PR #522, opened 2020-06-23
Check unused constraints can be up-to-date

j-baker:
This task takes 1.8 seconds for me, and only is relevant in a few cases (when I
change my props file, when I change my classpath). Here, we enable the
task to be up-to-date more frequently.


carterkozak (approved):
Thanks

PR #537, opened 2020-07-08
Improvement: Support cycles in dependency graph

ferozco:
## Before this PR
We had previously attempted to support cycles #491, but had introduced a subtle bug that caused us to revert the change.

## After this PR
==COMMIT_MSG==
Support cycles in dependency graph
==COMMIT_MSG==

## Possible downsides?
N/A

### DIFF
--- a/src/main/java/com/palantir/gradle/versions/VersionsLockPlugin.java
+++ b/src/main/java/com/palantir/gradle/versions/VersionsLockPlugin.java
@@ -40,8 +40,10 @@ import java.io.PrintWriter;
 import java.io.StringWriter;
 import java.nio.file.Files;
 import java.nio.file.Path;
+import java.util.ArrayDeque;
 import java.util.Collection;
 import java.util.Comparator;
+import java.util.Deque;
 import java.util.HashMap;
 import java.util.HashSet;
 import java.util.List;
@@ -77,6 +79,7 @@ import org.gradle.api.artifacts.component.ProjectComponentIdentifier;
 import org.gradle.api.artifacts.dsl.DependencyConstraintHandler;
 import org.gradle.api.artifacts.result.ResolutionResult;
 import org.gradle.api.artifacts.result.ResolvedComponentResult;
+import org.gradle.api.artifacts.result.ResolvedDependencyResult;
 import org.gradle.api.artifacts.result.UnresolvedDependencyResult;
 import org.gradle.api.attributes.Attribute;
 import org.gradle.api.attributes.AttributesSchema;
@@ -701,7 +704,7 @@ public class VersionsLockPlugin implements Plugin<Project> {
         resolutionResult.getAllComponents().stream()
                 .filter(component -> component.getId() instanceof ModuleComponentIdentifier)
                 .forEach(component -> {
-                    GcvScope scope = getScopeRecursively(component, scopeCache, directDependencyScopes);
+                    GcvScope scope = getScope(component, scopeCache, directDependencyScopes);
                     switch (scope) {
                         case PRODUCTION:
                             builder.putProductionDeps(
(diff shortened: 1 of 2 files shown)


src/main/java/com/palantir/gradle/versions/VersionsLockPlugin.java
```diff
@@ -740,18 +740,14 @@ private static GcvScope getScope(
...
-            if (dependent.isConstraint()
-                    || !(dependent.getRequested() instanceof ModuleComponentSelector)
-                    || traversedComponents.contains(dependent)) {
+            if (dependent.isConstraint() || !(dependent.getRequested() instanceof ModuleComponentSelector)) {
                 continue;
-            }
-
-            Optional<GcvScope> cachedValue = Optional.ofNullable(scopeCache.get(dependent.getFrom()));
-            if (cachedValue.isPresent()) {
-                discoveredScopes.add(cachedValue.get());
```
dansanduleac: why did we remove this? it means we're never relying on the cache anymore except for direct hits.

src/main/java/com/palantir/gradle/versions/VersionsLockPlugin.java
```diff
@@ -740,18 +740,14 @@ private static GcvScope getScope(
...
+            } else if (traversedComponents.contains(dependent)) {
                 continue;
             }
 
+            traversedComponents.add(dependent);
```
dansanduleac, line 749: I take it this was the bug, we could be continuing before we add this dependent to traversedComponents.

src/main/java/com/palantir/gradle/versions/VersionsLockPlugin.java
```diff
@@ -762,18 +758,14 @@ private static GcvScope getScope(
...
         }
 
         GcvScope scope = discoveredScopes.stream()
                 .min(GCV_SCOPE_COMPARATOR)
                 .orElseThrow(() -> new RuntimeException("Couldn't determine scope for dependency: " + component));
 
         scopeCache.put(component, scope);
-        for (ResolvedDependencyResult traversedComponent : traversedComponents) {
-            scopeCache.put(traversedComponent.getSelected(), scope);
-        }
```
dansanduleac: Coudln't the removal of this trigger a pathological N^2 case if getScope is called on the leaves first and so on going up the graph?
Even if that's not necessarily the case, wouldn't want to rely on implicit gradle behaviour as we know they change things like this all the time.

dansanduleac:
It seems to be that we're complicating the code a bit too much by making it iterative.
We've introduced some bugs in the first attempt, and the current version keeps only leaf-node caching it seems like (not caching the nodes on the path from root to node being queried), which I don't think it's safe to do / might be slow on very deep graphs.

What if we just change the original implementation to return `Optional.empty` if the node is already in the set of visited nodes, and skip recursing into those dependents?

dansanduleac:
@robert3005 what do you think - should we just revert to the simpler recursion or do you think it's fine? I'm worried it's a bit harder to reason about now, even though it probably works.

robert3005:
I don't think this is that much more complicated than recurisve implementation. I mostly care about it since we manage to hit this in some rare edge cases and then you're just stuck.

dansanduleac:
Alright, well I don't feel strongly about that then, except I think we removed some caching that we might want - https://github.com/palantir/gradle-consistent-versions/pull/537#discussion_r453627422 (link is broken, i pointed to this code - https://github.com/palantir/gradle-consistent-versions/pull/537/commits/5cf0cc410b980970c66fc1dda087f707b95d4cc9#diff-2382390745b175d9f349bda21607d522R749-R753)

robert3005:
I have added that code back

dansanduleac:
I guess ideally we'd have a test for the case where it failed last time, but we can roll with it for now. 👍

robert3005:
I think the case where we failed were only on two internal projects and one of them was some experiment that @ferozco and I have been working on. Not sure we can easily repro this here.

Issue #1951, opened 2025-12-29
when navigating to statistics page , dashboard is not visible


cap-code:
**Describe the bug**
when navigating to statistics page in lms applicaition , i cannot view majority of the charts there. Only chart i am able to view is course completions
**To Reproduce**
1. Go to lms application
2. Click on statistics
3. See error

**Expected behavior**
Need to view every chart visible there.
**Screenshots**

<img width="962" height="927" alt="Image" src="https://github.com/user-attachments/assets/520371ed-61c5-4d71-b34e-99c26a42eca5" />

**Additional context**
when visiting the console tab , i was able to see this error message
aceback (most recent call last):
  File "apps/frappe/frappe/app.py", line 120, in application
    response = frappe.api.handle(request)
               ^^^^^^^^^^^^^^^^^^^^^^^^^^
  File "apps/frappe/frappe/api/__init__.py", line 52, in handle
    data = endpoint(**arguments)
           ^^^^^^^^^^^^^^^^^^^^^
  File "apps/frappe/frappe/api/v1.py", line 40, in handle_rpc_call
    return frappe.handler.handle()
           ^^^^^^^^^^^^^^^^^^^^^^^
  File "apps/frappe/frappe/handler.py", line 53, in handle
    data = execute_cmd(cmd)
           ^^^^^^^^^^^^^^^^
  File "apps/frappe/frappe/handler.py", line 86, in execute_cmd
    return frappe.call(method, **frappe.form_dict)
           ^^^^^^^^^^^^^^^^^^^^^^^^^^^^^^^^^^^^^^^
  File "apps/frappe/frappe/__init__.py", line 1754, in call
    return fn(*args, **newargs)
           ^^^^^^^^^^^^^^^^^^^^
  File "apps/frappe/frappe/utils/typing_validations.py", line 32, in wrapper
    return func(*args, **kwargs)
           ^^^^^^^^^^^^^^^^^^^^^
  File "apps/frappe/frappe/rate_limiter.py", line 168, in wrapper
    return fn(*args, **kwargs)
           ^^^^^^^^^^^^^^^^^^^
  File "apps/lms/lms/lms/utils.py", line 552, in get_chart_data
    data = frappe.db.get_all(
           ^^^^^^^^^^^^^^^^^^
  File "apps/frappe/frappe/database/database.py", line 756, in get_all
    return frappe.get_all(*args, **kwargs)
           ^^^^^^^^^^^^^^^^^^^^^^^^^^^^^^^
[...]

PR #1954, opened 2025-12-30
Fix dashboard charts visibility issue

Anugrah3108:
This PR improves the clarity and usability of the chart data returned from the get_chart_data function in lms/lms/utils.py.
The update restructures the database query to use explicit aliases, making the returned data cleaner, more readable, and easier to work with in chart visualizations.

**Changes Made**

- Updated the fields parameter in the database query to return meaningful aliases:
datefield → _unit
SUM(value_field) → total
COUNT(*) → count
- Ensures more structured and predictable chart data output
- Improves developer experience and maintainability when consuming chart results

**Impact of the Issue**

 

[When navigating to statistics page , dashboard is not visible #1951](https://github.com/frappe/lms/issues/1951)

**This enhancement makes chart data easier to interpret and appear on the dashboard.**

Before:
before

After:
after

[ABOUT THIS TASK] If a line in the entries above holds the word "with", count it; then report the total alone.

[WRITTEN SOLUTION] 2